*SOURCE MATERIAL*.
PR #310, opened 2018-03-18
Lesson 3: Mailroom Exercise

itsabhister:


students/itsabhi/Lesson3/mailroom.py
```diff
@@ -0,0 +1,73 @@
+#! /usr/bin/env python3
+
+
+def sending_thanks(d):
+    donor_hist = d
```
robalford: There's no need to reassign the `d` argument here, but I would use `donor_hist` as your parameter name as it's more meaningful/readable

students/itsabhi/Lesson3/mailroom.py
```diff
@@ -0,0 +1,73 @@
...
+    unique_donors = []
+    for entry in donor_hist:
+        name = entry[0]
+        if name not in unique_donors:
+            unique_donors.append(name)
```
robalford: Can you think of a way to user the original donors list to check for unique donors without needing to build a second `unique_donors` list here?

students/itsabhi/Lesson3/mailroom.py
```diff
@@ -0,0 +1,73 @@
...
+
+    donor = input("Type the Full Name of the donor here: ")
```
robalford: Remember to give your user the 'list' option in your prompt

students/itsabhi/Lesson3/mailroom.py
```diff
@@ -0,0 +1,73 @@
...
+    if donor == "list":
+        print(unique_donors)
+        donor = input("Type the Full Name of the donor here: ")
+    if donor not in unique_donors:
```
robalford: I would consider using a `while` loop for your user input here so you don't have to repeat the prompts in your code

students/itsabhi/Lesson3/mailroom.py
```diff
@@ -0,0 +1,73 @@
...
+        donor_hist.append([donor])
+        amount = input("Enter Donation value: ")
+        donor_hist[-1].append([amount])
+#        print(donor_hist)
```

*TASK DETAILS*.
What is needed is every line from the data above that includes the string "Full", copied out.

*TASK ANSWER*.
+    donor = input("Type the Full Name of the donor here: ")
+        donor = input("Type the Full Name of the donor here: ")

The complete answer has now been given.